A very good friend of mine occasionally becomes profoundly angry with Set and/or the other Netjeru for not saving them from the horrific things they endured as a child. When this happens, they put away every religious icon they own. When they are especially upset, they might even smash these holy images in a fit of blind rage. Then they feel guilty and anxious afterwards, fearing the Netjeru will punish them for being so disrespectful.

(I will not go into details, but I do wish to be extra super double sure I’m making myself absolutely clear on this point: these behaviors are coming from a place of pain and fear, not from a place of pride or insolence. Any comments that assume otherwise will be removed. Thank you.)

When my friend confides in me about these occasions, I do what I always do. I gently remind them that no, they are not bad for feeling anger, and no, they are not bad for expressing their anger to the gods.

The ancient Egyptians got angry with the Netjeru all the time, even threatening to withhold offerings from Them if They failed to answer certain prayers in times of great need. Here, the god-and-worshiper relationship is symbiotic and reciprocal. We must give to the gods, but the gods must also give to us. If the gods give and we do not, They can condemn or abandon us; and if we give and the gods do not, we can condemn or abandon Them.

Mind you, the Netjeru are not mere genies who exist just to grant our wishes. It is unreasonable to condemn or abandon Them for not solving all of our problems for us. But it is at least reasonable for devotees to expect some kind of benefit from worshiping Them. We deserve to at least feel guided or supported by our gods somehow; and if a deity can’t even seem to deliver that much for whatever reason, it is only natural for a person to stop worshiping Them.

The idea that we are obligated to continue worshiping a particular god no matter what They do or don’t do for (or to) us is profoundly un-Setian. I would argue it is even un-Kemetic, since each of the Netjeru can potentially receive angry tirades or threats of abandonment from Their followers. Besides, even if you scream obscenities at a Netjer, you are still communicating with Them in a heartfelt manner. You are still engaging Them in a kind of prayer. You are just praying a prayer of grievance rather than gratitude, if you will.

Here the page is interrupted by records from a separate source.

PR #7261, opened 2024-12-23
PINTS Updates

edmundmiller:
- **feat(pints): Allow running on different chr numbers**
- **fix(pints): Only run on 1 bam at a time**
- **fix(pints): Lock down the python version**
- **fix(pints): Actually we shouldn't care about the python version**
- **chore(deps): Manually bump pypints**


edmundmiller:
Closing — 14 months old, conflicts, no engagement.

So I tell my friend it’s absolutely okay for them to put away their religious icons whenever they feel upset with the gods. It’s even okay for them to smash said images when they are especially distressed (provided, of course, that they actually own the icons they smash, and no person or animal gets hurt in the process, including themselves).

Learning about the Netjeru turned out to be very helpful for my friend; yet they are still trying to reconcile their past with the idea that there are actually gods out there who care about them. If this is true, they ask me, why then did the gods allow them to be harmed as children?

There is very little anyone can say to answer such a question that is actually helpful (or even truthful, in my opinion at least). All I know is, if the gods are truly gods, They are big and tough enough to take our anger, especially if it’s coming from someone who is confused and hurting very deeply.

I also don’t believe for one second that the gods hold it against anyone for being traumatized and needing help. I think Set would actually prefer that my friend curse and smash His icons to having them traumatize any of the other people in their life. No matter what they might do to His icons, my friend can at least be sure they won’t hurt Set Himself; the same cannot be said for their loved ones.

There aren’t any easy answers for when bad things happen to good people. But if you happen to find yourself in a situation similar to that of my friend, I just want someone to have told you it’s okay. Set is not going to smite anyone just for being traumatized and crying out to Him for help—not even if the only way they are currently able to seek help is combative or confrontational. (He can always smite us for other reasons, of course; but Big Red is big enough to handle our feelings, even the really bad ones.)